> **Work to be completed**
Read the data and repeat all of it exactly.
[Data to use Boundary: Start]
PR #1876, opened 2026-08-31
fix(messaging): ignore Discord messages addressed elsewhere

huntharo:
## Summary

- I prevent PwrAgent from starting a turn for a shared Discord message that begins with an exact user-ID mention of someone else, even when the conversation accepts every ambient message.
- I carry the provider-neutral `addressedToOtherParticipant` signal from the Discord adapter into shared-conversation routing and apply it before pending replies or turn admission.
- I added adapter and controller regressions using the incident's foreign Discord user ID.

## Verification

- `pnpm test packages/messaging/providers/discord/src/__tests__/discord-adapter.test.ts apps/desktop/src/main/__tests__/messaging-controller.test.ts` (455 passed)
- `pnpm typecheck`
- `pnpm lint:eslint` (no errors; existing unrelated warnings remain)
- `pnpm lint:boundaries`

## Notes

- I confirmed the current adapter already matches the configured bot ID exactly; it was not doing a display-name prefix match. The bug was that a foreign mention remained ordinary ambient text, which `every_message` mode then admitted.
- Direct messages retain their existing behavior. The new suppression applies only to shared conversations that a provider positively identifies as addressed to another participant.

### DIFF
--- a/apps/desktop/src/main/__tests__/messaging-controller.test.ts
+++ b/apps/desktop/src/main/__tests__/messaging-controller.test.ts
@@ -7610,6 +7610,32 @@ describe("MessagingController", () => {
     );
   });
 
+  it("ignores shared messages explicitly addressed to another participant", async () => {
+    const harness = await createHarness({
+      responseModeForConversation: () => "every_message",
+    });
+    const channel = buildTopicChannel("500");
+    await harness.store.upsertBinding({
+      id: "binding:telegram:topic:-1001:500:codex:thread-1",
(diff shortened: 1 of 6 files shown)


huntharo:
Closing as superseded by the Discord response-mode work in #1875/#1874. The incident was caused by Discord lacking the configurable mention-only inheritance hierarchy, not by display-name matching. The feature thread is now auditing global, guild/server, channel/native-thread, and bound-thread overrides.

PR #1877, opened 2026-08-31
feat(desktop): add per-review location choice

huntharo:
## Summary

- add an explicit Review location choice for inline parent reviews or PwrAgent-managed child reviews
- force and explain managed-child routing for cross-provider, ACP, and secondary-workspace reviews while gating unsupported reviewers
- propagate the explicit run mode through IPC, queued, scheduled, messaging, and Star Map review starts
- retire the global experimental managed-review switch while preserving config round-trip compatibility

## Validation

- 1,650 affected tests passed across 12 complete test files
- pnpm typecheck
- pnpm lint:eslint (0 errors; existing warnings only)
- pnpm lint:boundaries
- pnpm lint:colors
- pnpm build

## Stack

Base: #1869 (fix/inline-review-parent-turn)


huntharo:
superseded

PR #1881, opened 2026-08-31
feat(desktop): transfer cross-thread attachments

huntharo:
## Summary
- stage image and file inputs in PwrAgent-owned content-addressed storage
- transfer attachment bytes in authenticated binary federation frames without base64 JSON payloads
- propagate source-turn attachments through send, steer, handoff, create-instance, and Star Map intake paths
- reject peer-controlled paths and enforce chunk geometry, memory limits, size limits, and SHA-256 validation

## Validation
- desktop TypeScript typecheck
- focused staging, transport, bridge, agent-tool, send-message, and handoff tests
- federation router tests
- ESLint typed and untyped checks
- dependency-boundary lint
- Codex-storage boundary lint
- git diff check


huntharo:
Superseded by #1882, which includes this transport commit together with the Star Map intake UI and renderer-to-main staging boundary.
[Data to use Boundary: End]
> **Response**
PR #1876, opened 2026-08-31
fix(messaging): ignore Discord messages addressed elsewhere

huntharo:
## Summary

- I prevent PwrAgent from starting a turn for a shared Discord message that begins with an exact user-ID mention of someone else, even when the conversation accepts every ambient message.
- I carry the provider-neutral `addressedToOtherParticipant` signal from the Discord adapter into shared-conversation routing and apply it before pending replies or turn admission.
- I added adapter and controller regressions using the incident's foreign Discord user ID.

## Verification

- `pnpm test packages/messaging/providers/discord/src/__tests__/discord-adapter.test.ts apps/desktop/src/main/__tests__/messaging-controller.test.ts` (455 passed)
- `pnpm typecheck`
- `pnpm lint:eslint` (no errors; existing unrelated warnings remain)
- `pnpm lint:boundaries`

## Notes

- I confirmed the current adapter already matches the configured bot ID exactly; it was not doing a display-name prefix match. The bug was that a foreign mention remained ordinary ambient text, which `every_message` mode then admitted.
- Direct messages retain their existing behavior. The new suppression applies only to shared conversations that a provider positively identifies as addressed to another participant.

### DIFF
--- a/apps/desktop/src/main/__tests__/messaging-controller.test.ts
+++ b/apps/desktop/src/main/__tests__/messaging-controller.test.ts
@@ -7610,6 +7610,32 @@ describe("MessagingController", () => {
     );
   });
 
+  it("ignores shared messages explicitly addressed to another participant", async () => {
+    const harness = await createHarness({
+      responseModeForConversation: () => "every_message",
+    });
+    const channel = buildTopicChannel("500");
+    await harness.store.upsertBinding({
+      id: "binding:telegram:topic:-1001:500:codex:thread-1",
(diff shortened: 1 of 6 files shown)


huntharo:
Closing as superseded by the Discord response-mode work in #1875/#1874. The incident was caused by Discord lacking the configurable mention-only inheritance hierarchy, not by display-name matching. The feature thread is now auditing global, guild/server, channel/native-thread, and bound-thread overrides.

PR #1877, opened 2026-08-31
feat(desktop): add per-review location choice

huntharo:
## Summary

- add an explicit Review location choice for inline parent reviews or PwrAgent-managed child reviews
- force and explain managed-child routing for cross-provider, ACP, and secondary-workspace reviews while gating unsupported reviewers
- propagate the explicit run mode through IPC, queued, scheduled, messaging, and Star Map review starts
- retire the global experimental managed-review switch while preserving config round-trip compatibility

## Validation

- 1,650 affected tests passed across 12 complete test files
- pnpm typecheck
- pnpm lint:eslint (0 errors; existing warnings only)
- pnpm lint:boundaries
- pnpm lint:colors
- pnpm build

## Stack

Base: #1869 (fix/inline-review-parent-turn)


huntharo:
superseded

PR #1881, opened 2026-08-31
feat(desktop): transfer cross-thread attachments

huntharo:
## Summary
- stage image and file inputs in PwrAgent-owned content-addressed storage
- transfer attachment bytes in authenticated binary federation frames without base64 JSON payloads
- propagate source-turn attachments through send, steer, handoff, create-instance, and Star Map intake paths
- reject peer-controlled paths and enforce chunk geometry, memory limits, size limits, and SHA-256 validation

## Validation
- desktop TypeScript typecheck
- focused staging, transport, bridge, agent-tool, send-message, and handoff tests
- federation router tests
- ESLint typed and untyped checks
- dependency-boundary lint
- Codex-storage boundary lint
- git diff check


huntharo:
Superseded by #1882, which includes this transport commit together with the Star Map intake UI and renderer-to-main staging boundary.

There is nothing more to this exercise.